Boundary estimates and Green function's expansion for elliptic systems with random coefficients
Li Wang, Qiang Xu
TL;DR
This work advances quantitative stochastic homogenization by providing sharp large-scale boundary regularity and Green-function expansion results for elliptic systems with stationary random coefficients. By integrating quenched boundary estimates, annealed Green-function decay, and boundary corrector analysis—including CLT-type scaling—the authors derive precise error bounds for the two-scale expansion of Green functions at the level of mixed derivatives. A key methodological contribution is a boundary-version extension of the Bella-Giunti-Otto lemma, coupled with a minimal-radius framework to leverage Gloria-Neukamm-Otto correctors in bounded domains. The results yield CLT-type fluctuations and robust, scale-invariant estimates applicable to boundary-layer problems, RVE/HMM analyses, and related homogenization contexts. Overall, the paper links boundary regularity, corrector theory, and Green-function expansions in a stochastic setting, offering practical implications for quantitative homogenization and numerical multiscale methods.
Abstract
We investigate boundary estimates for elliptic operators with stationary random coefficients exhibiting integrable correlations, arising from stochastic homogenization theory.

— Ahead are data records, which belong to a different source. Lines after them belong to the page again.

PR #90, opened 2024-02-26
Generic Resource Identifiers with `ResourceIdTrait`

### LINKED ISSUE #75: Index generic over hash function
We can abstract `ResourceIndex` over the id type and, consequently, over hashing function.
```
#[derive(Eq, Ord, PartialEq, PartialOrd, Hash, Clone, Debug)]
pub struct IndexEntry<Id> {
    pub modified: SystemTime,
    pub id: Id,
}

#[derive(PartialEq, Clone, Debug)]
pub struct ResourceIndex<Id> {
    pub id2path: HashMap<Id, CanonicalPathBuf>,
    pub path2id: HashMap<CanonicalPathBuf, IndexEntry<Id>>,

    pub collisions: HashMap<Id, usize>,
    root: PathBuf,
}
```

This way, we can use cryptographic hash functions to test index in simpler cases, when no collisions are present. This can simplify development and debugging. We could also use fake hash functions for testing only collisions.

Cryptographic hash function can also be used for apps where safety is more important than performance. The fast hash functions will be used in experimental "fast mode", it's the most useful for file browser apps.

tareknaser:
## Description
This PR aims to make `ResourceIndex` type **generic** over the **hash function** used to generate resource identifiers

Resolves #75
## Changes
- A new trait is implemented named `ResourceIdTrait`. This trait defines a set of functions and requirements that all specific `ResourceId` implementations must implement
- Within `ResourceIdTrait`, a type alias named `HashType` is defined. This allows different `ResourceId` implementations to use different types for their hash values, but we ensure that all `HashType` types implement specific traits for consistent behavior
- Modify `ResourceIdCrc32` type to implement the `ResourceIdTrait`
## Future work
- `src/index.rs` file heavily relies on the assumption of only using `ResourceIdCrc32`. It will require adjustments, potentially including abstracting some tests, to function with various `ResourceId` types.
- We can add conditional compilation easily. for example we can use `ResourceIdBlake3` that implements `ResourceIdTrait` 
- Later, when https://github.com/ARK-Builders/ark-rust/pull/5 is merged, we can move `src/resource` directory into a separate crate for better organization.

### DIFF
--- a/src/resource/crc32.rs
+++ b/src/resource/crc32.rs
@@ -57,10 +57,6 @@ impl FromStr for ResourceId {
 impl ResourceIdTrait<'_> for ResourceId {
     type HashType = u32;
 
-    fn get_hash(&self) -> Self::HashType {
-        self.hash
-    }
-
     fn compute<P: AsRef<Path>>(data_size: u64, file_path: P) -> Result<Self> {
         log::trace!(
             "[compute] file {} with size {} mb",
@@ -140,12 +136,12 @@ mod tests {
             .len();
 
         let id1 = ResourceId::compute(data_size, file_path).unwrap();
-        assert_eq!(id1.get_hash(), 0x342a3d4a);
+        assert_eq!(id1.hash, 0x342a3d4a);
         assert_eq!(id1.data_size, 128760);
 
         let raw_bytes = fs::read(file_path).unwrap();
         let id2 = ResourceId::compute_bytes(raw_bytes.as_slice()).unwrap();
-        assert_eq!(id2.get_hash(), 0x342a3d4a);
+        assert_eq!(id2.hash, 0x342a3d4a);
         assert_eq!(id2.data_size, 128760);
     }
 
--- a/src/resource/crc32.rs
+++ b/src/resource/crc32.rs
@@ -16,6 +16,9 @@ const KILOBYTE: u64 = 1024;
 const MEGABYTE: u64 = 1024 * KILOBYTE;
 const BUFFER_CAPACITY: usize = 512 * KILOBYTE as usize;
 
+/// Represents a resource identifier using the CRC32 algorithm.
+///
+/// Uses `crc32fast` crate to compute the hash value.
 #[derive(
     Eq,
     Ord,
--- a/src/resource/crc32.rs
+++ b/src/resource/crc32.rs
@@ -30,12 +30,12 @@ const BUFFER_CAPACITY: usize = 512 * KILOBYTE as usize;
 )]
 pub struct ResourceIdCrc32 {
     pub data_size: u64,
-    pub crc32: u32,
+    pub hash: u32,
 }
 
 impl Display for ResourceIdCrc32 {
     fn fmt(&self, f: &mut Formatter<'_>) -> fmt::Result {
-        write!(f, "{}-{}", self.data_size, self.crc32)
+        write!(f, "{}-{}", self.data_size, self.hash)
     }
 }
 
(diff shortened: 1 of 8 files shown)


tareknaser:
Take a look at https://github.com/ARK-Builders/arklib/tree/blake3_ResourceIdTrait. It shows how easy it is to include a new `ResourceId` type that implements `ResourceIdTrait`, featuring Blake3 as the hash function in this instance.
Also notice that `ResourceIndex` still has collision tracking although blake3 is a cryptographic hash function and there should be no collisions.

src/resource/mod.rs
```diff
@@ -0,0 +1,64 @@
...
+
+pub use crc32::ResourceIdCrc32 as ResourceId;
+
+/// This trait defines a generic type representing a resource identifier.
+///
+/// Resources are identified by a hash value, which is computed from the resource's data.
+/// The hash value is used to uniquely identify the resource.
+///
+/// Implementors of this trait must provide a way to compute the hash value from the resource's data.
+pub trait ResourceIdTrait<'de>:
```
kirillt, line 22: What do you think if we just use `ResourceId`? It seems to be more readable and easier to type when there are many id parameters in the code.

src/resource/crc32.rs
```diff
@@ -23,34 +31,37 @@ use crate::{ArklibError, Result};
     Deserialize,
     Serialize,
 )]
-pub struct ResourceId {
+pub struct ResourceIdCrc32 {
```
kirillt, line 34: Probably the types implementing the trait could be named `ResourceId`, too?

In the usage spot we always can use `crc32::ResourceId`. It seems to be more readable to me.

src/resource/crc32.rs
```diff
@@ -23,34 +31,37 @@ use crate::{ArklibError, Result};
...
-    pub fn compute<P: AsRef<Path>>(
-        data_size: u64,
-        file_path: P,
-    ) -> Result<Self> {
+impl ResourceIdTrait<'_> for ResourceIdCrc32 {
+    type HashType = u32;
+
+    fn get_hash(&self) -> Self::HashType {
+        self.hash
+    }
```
kirillt, line 62: Not sure that we need to expose this. Probably ids should be "black boxes", i.e. users should only use them (via `Eq`, `PartialEq`, `Ord`, `Display` traits) without going into the details of how the ids are constructed.

tareknaser: Currently, `ResourceId` has `data_size` and `hash` as public fields and I see them used in many places all over the codebase (especially in unit tests). 
I thought if the hash is so frequently used, might be a good idea to add a method to get it. 

What do you think?

src/resource/mod.rs
tareknaser: If we rename `ResourceIdCrc32` to `ResourceId`, we can't rename `ResourceIdTrait` to `ResourceId` as well. 

But this shouldn't be an issue since `ResourceIdTrait` is mainly used to impose restrictions on `ResourceId` types so I don't anticipate frequent interactions with it.

src/resource/crc32.rs
kirillt: Let's consider this by use-cases:
1. Unit tests should be able to access internal fields, but they should not be exposed to users/apps.
2. Users/apps could use `data_size` but if they need it, they would need it with other hash functions, too. It's better to provide such a field in some other way, generically for any hash function. Since we just pass this data to crc32 generation function, we could  save it somewhere around. I don't think that users really need to do something with `hash` value, only with the id as a whole.

src/resource/mod.rs
kirillt: Got it. OK, let's see. Probably we'll do one more renaming later.

src/resource/crc32.rs
tareknaser: > Unit tests should be able to access internal fields

In the current setup, implementers of `ResourceIdTrait` have the freedom to decide whether to expose `data_size` and `hash` or not. It may be best not to enforce methods like `get_hash` in the trait itself.

Same goes for any methods related to `data_size`, considering that this field might not be applicable in all implementations of `ResourceIdTrait`, especially in cryptographic hash function implementations.

tareknaser: We didn't include `data_size` in the draft for `BLAKE3` implementation. Here https://github.com/ARK-Builders/arklib/pull/73#discussion_r1468890690

kirillt (approved):
Looks good

Issue #3401, opened 2016-08-08
Links of pull request comment email should use pulls URL


Unknwon:
Currently what we have are still linking to `/issues/:index`, instead we should have `/pulls/:index` to be consistent.

lstahlman:
Any preference on how it is implemented?

Some options:

- Handle everything in Issue.FullLink().  Pretty straightforward to do, but puts PR logic in Issue.
- Implement PullRequest.FullLink(), call instead of Issue.FullLink() if issue is a PR. More logical in some ways but also involves more code.

I have the second option working in my test environment.

Unknwon:
Hi, I think it is OK to just make a `if issue.IsPull` inside `Issue.FullLink()`, since many logics on issue and pulls are basically the same. Also this way has the minimal change.

PR #3403, opened 2016-08-09
Fix for #3401 - Links of pull request comment email should use pulls URL

lstahlman:
See discussion on #3401

### DIFF
--- a/models/issue.go
+++ b/models/issue.go
@@ -160,7 +160,13 @@ func (i *Issue) State() string {
 }
 
 func (issue *Issue) FullLink() string {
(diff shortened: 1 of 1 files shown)


lstahlman:
I signed the CLA before submitting the PR, but the CLA check says otherwise. When I click details, it confirms I have indeed signed it.

Unknwon:
Never mind, this CLA service looks completely not working.

Unknwon:
Thanks!

Unknwon:
PS: I think CLA is not working because somehow you commited with Gogs(?), and that's not a valid user... just be careful with future commits.

lstahlman:
Yeah, the author on the commit was correct but committer was not. I updated my config, so future commits should show the correct info.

As practical applications, we establish decay estimates for Green functions in both quenched and annealed senses. Furthermore, we derive notable annealed estimates for boundary correctors, including central limit theorem (CLT)-scaling type estimates. By extending the lemma of Bella, Giunti, and Otto [10] to accommodate boundary conditions, we ultimately obtain error estimates for the two-scale expansion of Green functions at the level of mixed derivatives, thereby establishing connections to other related fields.